Было очень скучно, только не Роману Ивановичу. С интересом наблюдал он собрание «пострадавших». Потому что, действительно, это сплошь были «пострадавшие», одни более, другие менее, но все; и даже все, в сущности, за одно, за одну и ту же Россию. Пусть там они к различным партиям принадлежали или даже без партии, – сущность-то одна была в них. Но «страдание» не сблизило этих людей. Ни сблизило, ни разъединило, просто себе не дало ничего.
Конечно, это внешность, это какой-то нелепый «журфикс» одуревших от скуки людей, нелепо и безнадежно оторванных от родины. Однако и внешность была значительна; уже то, что такие «журфиксы» выдумались и посещались, открывало Роману Ивановичу многое.

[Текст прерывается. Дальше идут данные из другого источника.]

PR #653, opened 2017-12-03
Bowling challenge progress

Yolantele:


spec/BowlingSpec.js
```diff
@@ -0,0 +1,74 @@
+describe('Bowling', function () {
+
+  var myGlobal
+  var bowling
+  var f
+  var f2
```
mdsomerfield: It feels like you don't need to declare all these frames here - they are only used in a single scope so why not make them local variables? (e.g. like on line 28)

spec/BowlingSpec.js
```diff
@@ -0,0 +1,74 @@
...
+
+    bowling = new Bowling()
+  })
+
+  it('should add to the list of frames', function () {
+    bowling.addFrame(f)
+    expect(bowling.frames).toContain(f)
+  })
+  it('should only add max 10 frames', function () {
+    var f = new Frame ('frame2')
```
mdsomerfield: This is a good test, but could it be more general? i.e. instead of testing that we can't add more than 10 frames, could we simply test that we couldn't add more than X frames, where X could be 5, 10, 20, 100? 

Obviously this would require a change in the code to allow the max number of frames to be configurable - but whenever we can move from a specific to a general case our code becomes more resilient to change.

spec/BowlingSpec.js
```diff
@@ -0,0 +1,74 @@
...
+  describe('#strikeBonus', function () {
+    it('counts strikeBonus', function () {
+      f5 = new Frame (10, 0)
+      f6 = new Frame (1, 0)
+      f7 = new Frame (1, 0)
+      expect(bowling.strikeBonus()).toEqual(2)
+    })
+    it('unless player rolls another strike', function () {
+      f5 = new Frame (5, 4)
+      f6 = new Frame (10, 0)
```
mdsomerfield: I'm a bit confused in these tests - you create frames f5, f6, f7 etc, but you don't ever call bowling.addFrame like you do in the earlier tests. Do these tests pass?

spec/frameSpec.js
```diff
@@ -0,0 +1,19 @@
+describe('Frame', function () {
+  var frame
```
mdsomerfield: I feel like theses tests are all state rather than behaviour.

src/Bowling.js
```diff
@@ -0,0 +1,92 @@
...
+  },
+  rollScore: function () {
+    return this.first + this.second
+  }
+}
+
+function Bowling () {
+  this.frames = []
+  this.totalPoints = 0
+  this.MAX_FRAMES = 10
```
mdsomerfield: I mentioned in a comment on your tests that we could go from specific to general - to highlight what I mean by that, consider whether you could inject a variable maxFrames here.

src/Bowling.js
```diff
@@ -0,0 +1,92 @@
+'use srict'
+
+// var Frame = require('../src/frame')
+function Frame (first, second) {
```
mdsomerfield: Usually a good idea to keep one constructor function/prototype definition to a single file.

src/Bowling.js
```diff
@@ -0,0 +1,92 @@
...
+  this.rolls = [first, second]
```
mdsomerfield: Remember when using prototype it's a good idea to use the _ convention to indicate intended encapsulation

src/Bowling.js
```diff
@@ -0,0 +1,92 @@
...
+Bowling.prototype = {
+
+  error: function () {
+    if (this.frames.length > this.MAX_FRAMES) {
+      throw ('Max Frames Added')
+    }
+  },
+
+  addFrame: function (generatedFrame) {
+    this.error()
```
mdsomerfield: this.validateFrames() or something similar would be a better name here - this.error() feels like you are creating an exception not validating the number of frames.

src/Bowling.js
```diff
@@ -0,0 +1,92 @@
...
+    this.frames.forEach(function (frame) {
+      var total = 0
+      console.log(frame)
+      for (var i in frame) { total += frame[i] }
+      console.log(total)
+      this.totalPoints += total
+    })
+  },
+  spareBonus: function (frame) {
+    return 4
```
mdsomerfield: Why 4?

src/Bowling.js
```diff
@@ -0,0 +1,92 @@
...
+    var i
+    this.frame[i] = frame
+    return this.frame[i + 2] // check if it returns the next to following frame
+  },
+  _isStrikeInARow: function () {
+    return false
+  },
+  strikeBonus: function () {
+    if (this._isStrikeInARow === false) {
+      return 2 // return normal strike bonus
```
mdsomerfield: Why 2?

src/Bowling.js
```diff
@@ -0,0 +1,92 @@
...
+      console.log(total)
+      this.totalPoints += total
+    })
+  },
+  spareBonus: function (frame) {
+    return 4
+  },
+  _followingFrame: function (frame) {
+    var i                         // check if it returns the next frame
+    this.frames[i] = frame
```
mdsomerfield: Is 'i' not undefined at this point?

PR #656, opened 2017-12-03
Robert Clayton Bowling Challenge

RobertClayton:


public/views/jQuery.js
```diff
@@ -0,0 +1,141 @@
+$(document).ready(function() {
+
+  scorecard = new BowlingScorecard();
+
+  var outputCounter = 0;
+  var numberChecker = 0;
+  printTotal();
+
+  $("#button0").on('click', function() {
```
mdsomerfield: I think there are several improvements we can make here. 

First, rather than assigning an anonymous function as a click handler, it's usually better to use a named function, e.g. 

```
function handleButtonClick() {
   ..code...
}

$(document).ready(function() {
   $("#button0").on('click', handleButtonClick);
});
``` 

The advantages of this are that the handleButtonClick function is now testable independently of the JQuery that it is handling - we've separated the concern of reacting to an event from how we react to that event.

Second, there's a lot of repetition here. Rather than assigning the click handlers individually, we could generalise, e.g.

``` 
   $(document).ready(function() {
      var scoreButtons = $('.scoreButton');
      for (var index = 0; index < scoreButtons.length; index++ {
         scoreButtons[0].on('click', handleButtonClick);
      }
   });
``` 

But how do we assign different values to each of the buttons in this case? Well, there's nothing to stop us passing information into handleButtonClick:

``` 
   function handleButtonClick(buttonElement, rollValue) {
      $(buttonElement).html(rollValue);
      printButton(rollValue);
      etc...
   }

   $(document).ready(function() {
      var scoreButtons = $('.scoreButton');
      for (var index = 0; index < scoreButtons.length; index++ {
         scoreButtons[0].on('click', function() {
            return handleButtonClick(scoreButtons[0], scorecard.roll(index));
         });
      }
   });

```

public/views/jQuery.js
```diff
@@ -0,0 +1,141 @@
...
+  $("#button10").on('click', function() {
+    if (isGameOver(outputCounter) == false) {
+      $("#button10").html(scorecard.roll(10));
+      printButton(10);
+      printTotal();
+    }
+  });
+
+  function printButton(number) {
+    outputCounter += 1;
```
mdsomerfield: I'm not sure I totally understand what this is doing, but I think this is trying to work out which frame to display the score on. If that's the case, a better separation of concerns would be:

```
var currentFrame = scorecard.getCurrentFrame();
$('#' + currentFrame).text(number);
```

i.e. your view logic doesn't need to keep track any outputCounter - it just asks the scorecard 'what's the current frame?', and when the score card tells it, it understand that it needs to apply the last roll to the view element representing that frame.

Event better though, if you follow an OO approach and you treat each of the individual frames as objects, you can get the UI to listen for changes in the frames; 

```
// Define a frame class
function Frame() {
   var score = 0;
   var listener = null;

   function setScore(roll) {
      score = roll;
      if (listener !== null) {
         listener(score);
      }
   }

   function getScore() {
      return score;
   }

   function addListener(scoreListener) {
      listener = scoreListener;
   }
   
   return {
      setScore: setScore,
      addListener: addListener
   }
}

...
// In your view logic
var buttons = $('.buttons);
for (var index = 0; index < buttons.length; index++) {
   var frame = scoreCard.getFrame(index);
   frame.addListener(function(score) {
      updateScore(buttons[index], score);
   });
}
```

This last example is pretty advanced and may be difficult to follow, but it's a good place to end up if you can :)

public/views/jQuery.js
```diff
@@ -0,0 +1,141 @@
...
+function isGameOver(outputCounter) {
+  if (outputCounter > 21) {
+    return true;
+  } else {
+    return false;
+  }
+}
+
+function printTotal() {
+  $('#total1').text(scorecard.printTotal[0]);
```
mdsomerfield: We can use a similar iteration to one of the comments above:

```
var totalElements = $('.totals);
for (var index = 0; index < totalElements.length; index++) {
   totalElements[index].text(scorecard.printTotal(index));
}
```

PR #658, opened 2017-12-04
Bowling-Challenge Marco

Vanals:


spec/bowlingSpec.js
```diff
@@ -0,0 +1,171 @@
...
+      bowling.recordInFrame(5);
+      bowling.reducePins(5)
+      bowling.increaseActualFrame();
+      bowling.throw(5);
+      bowling.recordInFrame(5);
+      bowling.reducePins(5)
+      bowling.increaseActualFrame();
+      bowling.throw(5);
+      bowling.recordInFrame(5);
+      bowling.spareBonus();
```
mdsomerfield: If I have to call a lot of methods on my test object in order to achieve the right test setup, I see that as a sign that my code either has a lot of tight coupling or that I haven't effectively modelled the behaviour.

For example, in this case:
- 'throw', 'recordInFrame' and 'reducePins' are all the result of the same action. I would expect to be able to call 'throw' and for 'recordinframe' and 'reducePins' to happen automatically. The client calling bowling shouldn't need to know how to do those things - bowling needs to know that when we throw down some pins, we also need to record the score and reduce the number of pins at the target.
- 'increaseActualFrame' is a a game rule rather than a direct result of the throw, but it's also something that we shouldn't need to know about. The bowling object should know that when we've finished a throw, we move on to the next one. 
- the fact that we need to do all this setup in the first place feels a lot harder than if we just created a bowling object and injected a scorecard which was already initialised with a spare.

If we address all of these problems then our test looks like

```
//Arrange
var frame = new Frame(5, 5);
var scoredCard = new ScoredCard([frame]);
var bowling = new Bowling(scorecard);

// Act
bowling.throw(5);

// Assert
expect(... test condition...)
```

public/src/jQuery.js
```diff
@@ -0,0 +1,32 @@
+$(document).ready(function() {
+
+  bowling = new Bowling();
+
+  $('#throwBall').click(function() {
+    var score = $('#scoreChoosen').val();
+    if ( bowling.points.length <= 19) {
```
mdsomerfield: We've got a lot of logic inside an anonymous function which is tightly coupled to our view. That makes it very difficult to test. A better approach is to name the function e.g.

```
function throwBallClicked() {
   ... code here ...
}

$(document).ready(function() {
  $('#throwBall').click(throwBallClicked);
}
```

You could then further improve it by moving the throwBallClicked function to a module or a class - either way, you are now able to test this functionality without needing to involve JQuery.

public/src/jQuery.js
```diff
@@ -0,0 +1,32 @@
...
+      bowling.throw_record(parseInt(score));
+      writePtAndScore();
+      writeSpareBonus();
+      bowling.increaseActualFrame();
+    } else if (bowling.points.length === 20) {
+      bowling.throw_record(parseInt(score));
```
mdsomerfield: We went through this a bit in the Monday code review, but whenever you find yourself using if/else for game rules or business logic, ask whether you might get better results via Polymorphism or Strategy patterns. See:

https://refactoring.guru/replace-conditional-with-polymorphism

PR #659, opened 2017-12-04
bowling challenge

SuzanneHuldt:
back end implementation only 
all tests passing except for perfect game which returns 10 points too many


SuzanneHuldt:
all tests now passing

jasmine/spec/SpecHelper.js
```diff
@@ -0,0 +1,15 @@
+beforeEach(function () {
+  jasmine.addMatchers({
```
mdsomerfield: I wasn't aware you could do this with Jasmine, but I like it - nice!

lib/score_card.js
```diff
@@ -0,0 +1,119 @@
...
+  this.frame = new Frame()
+  this.frames = []
+  this.frameCount = 1
+}
+
+ScoreCard.prototype.recordRoll = function(points){
+  this.frameCheck()
+  if(this.cheatGuard(points)==true){
+    return 'illegal roll'
+  } else {
```
mdsomerfield: Two things - firstly, we don't really need the 'else' and secondly we should encapsulate the validation logic within the method. I would expect to see something like:

```
if (this.isLegalRoll(points)) {
  return 'Illegal Roll';
}

... code here ... 
``` 
Or even better

```
assertIsLegalRoll(points);

... code here ... 
``` 

Where assertLegalRoll throws an exception if it is not legal, and the calling code is responsible for deciding what to do with that exception (because asserting a rule and handling the result of that assertion are two different responsibilities)

lib/score_card.js
```diff
@@ -0,0 +1,119 @@
...
+    if(this.frameCount > 10){
+      this.addBonus(points)
+    } else {
+      this.addPoints(points)
+}
+}
+}
+
+
+ScoreCard.prototype.addBonus = function(points){
```
mdsomerfield: It feels like there's a lot of if/else here, in the next method and elsewhere in the code. A lot of what you're doing in the scorecard is manipulating the frame based on different game states. In Ruby, you may have come across the principle 'Tell, don't ask' (see https://robots.thoughtbot.com/tell-dont-ask) - the same principle applies. 

Rather than 'If we have a spare bonus, then, if we have a strike bonus and it's the last frame, then' etc, you should be aiming for 'Hey frame, here's the score - deal with it'. 

You can achieve that by better encapsulating this logic within the frame - so you end up just calling frame.roll(numberOfPinsKnockedDown) and letting frame dealing with the rest.

Of course, you still need to deal with bonuses, and one frame doesn't need to know that another frame is waiting for a bonus. This is where we need to create game rules (as we discussed in code review on Monday), we we could have a StrikeBonusRule and a SpareBonusRule and our code becomes:

```
frame.roll(numberOfPinsToKnockDown)
rules.forEach((rule) => {
  rules.apply(frames, numberOfPinsKnockedDown)
});
```
And an example rule might be
```
function StrikeBonusRule() {
   function apply(frames, numberOfPinsKnockedDown) {
      var framesAwaitingBonus = frames.filter((frame) => {
         return frame.needsStrikeBonus();
      })
      framesAwaitingBonus.addStrikeBonus(numberOfPinsKnockedDown);
   }
   return {
      apply: apply
   }
}
```

spec/score_card_spec.js
```diff
@@ -0,0 +1,169 @@
...
+    scorecard.recordRoll(10)
+    console.log(scorecard.bonusFrame)
+    scorecard.recordRoll(10)
+    console.log(scorecard.bonusFrame)
+    scorecard.recordRoll(10)
+    console.log(scorecard.bonusFrame)
+    console.log(scorecard.total)
+    console.log(scorecard.frame.points)
+    scorecard.recordRoll(10)
+    console.log(scorecard.bonusFrame)
```
mdsomerfield: Any time we need to call more than a couple of methods for test setup, we should be asking ourselves whether we've effectively separated our concerns. Usually a long test setup is a sign of (a) tightly coupled classes, (b) lack of dependency injection or (c) testing the wrong thing. 

Here, I think there's a mix of all three. Do we need to test that it returns 300 for a perfect game? Or is it enough to test that strike bonus gets applied correctly to the first frame, the 9th frame and the 10th frame (i.e. the three different cases). I would argue that the second option is all that is required, and is in fact better because if the tests fail it's immediately clear where the hole in the logic is. 

But to achieve that test, the way your code is currently set up, you'd need to play 8 frames to set up the 9th frame test and 9 frames to reach the 10th frame test. We should be able to inject state into our score card such that our test is something like:

```
var numberOfFramesInGame = 3;
var frames = [new Frame(10)];
var currentFrame = 1;
var scoredCard = new Scorecard(numberOfFramesInGame, currentFrame, frames);
```

With this test setup, we can immediately test the condition that the penultimate frame handles the strike bonus correctly, and we could do the same for the first and last frames in a game.

(Also, try not to check in console log statements)

PR #663, opened 2017-12-31
Bowling challenge(Xin Wang)

Xin00163:


index.html
```diff
@@ -0,0 +1,89 @@
...
+  <script src='src/jquery-3.2.1.min.js'></script>
+  <script src='src/game.js'></script>
+  <script src='src/interface.js'></script>
+</head>
+
+<body>
+  <div id='title' class='title'><h1>Bowling!</h1></div>
+  <div id='buttons' class='buttons'>
+    <p>Enter on your roll</p>
+    <button class="rollScore"> 0 </button>
```
mdsomerfield: You mentioned on your review request form that you struggled with the UI. I think we covered some of this in the code review on Monday morning, but I'll cover here again for reference. 

Here, rather than 10 buttons, we could use an iterator. If you have an element:

```
<div id='button-container'></div>
```

Then you could add your buttons using a for loop:

```
function buildButtons() {
    for (var index = 0; index <= 10; index++) {
        var button = $('<button class="rollScore"></button>');
        button.text(index);
        button.click(function() {
            setScore(index);
        });
        $('#button-container').append(button);
    }
}

function setScore(score) {
   .. set the score
}
```

index.html
```diff
@@ -0,0 +1,89 @@
...
+    <button class="rollScore"> 7 </button>
+    <button class="rollScore"> 8 </button>
+    <button class="rollScore"> 9 </button>
+    <button class="rollScore"> 10 </button>
+    <br>
+  </div><br>
+
+  <div id='scoresheet'>
+    <table id='scoresheetTable' class='scoresheet' cellpadding='1' cellspacing='0'>
+      <tr>
```
mdsomerfield: An alternative to treating this as a table is to use a series of divs. If you refactor you game code to use frame classes such that you have an array of frames, you could write a method here like:

```
function buildGameCard() {
    $container = $('#score-card-container');
    game.getFrames().forEach((frame) => {
        var frameView = buildFrameView(frame);
        $container.append(frameView);
    });
}

function buildFrameView(frame) {
    var frameView = $('
        <div class='frame'>
        <span class='roll1'></span><span class='roll2'>
        <span class='score'></score>
        </div>');
    frameView.find('.roll1').text(frames.getFirstRoll());
    frameView.find('.roll2').text(frames.getSecondRoll());
    frameView.find('.score').text(frames.getScore());
    return frameView;
}
```

PR #679, opened 2018-02-04
Complete to starting to check for bonus points

AttyC:
My work, not helped by others.
Currently passing two values to Roll function - this will be refactored to pass in values one by one, once the scoring / bonus mechanism is finished.


jasmine/spec/GameSpec.js
```diff
@@ -0,0 +1,78 @@
...
+    frameScore = [];
+
+  });
+
+  describe('beginning of Game', function(){
+    it('starts a new game', function(){
+        expect(game).toEqual(game)
+    });
+    it('is empty before game starts', function(){
+        expect(game.frames).toEqual([]);
```
mdsomerfield: This feels like testing state not behaviour. 

If we were to test various cases such as rolling a 7, rolling a 7 then a 3, rolling a 7 then a 3 and then a 5 (for example) then we can implicitly test this - because in order for the outcome of those tests to be correct then our start state must be as we expect it.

Недалеко от Жени сидела девушка или женщина лет тридцати, узколицая, смуглая, из «неодетых»: в черной юбке, в темной кофточке с кожаным поясом. Сосед ее русый, плотный, похожий с виду на умного костромского мужика, заговаривал с ней, но она отмалчивалась. Глаза странно блестели; она подолгу останавливала их то на Ригеле, то на Жене; потом ресницы опускались и сжимались бледные губы.
О соседе ее, с лицом костромского мужичка, знал Роман Иванович, что это «пострадавший» серьезно, да и человек серьезный: из «полуповешенных», как Сменцев про себя называл таких ускользнувших от петли. Хотел вслушаться, что говорит он девушке с блестящими глазами. Она едва отвечает.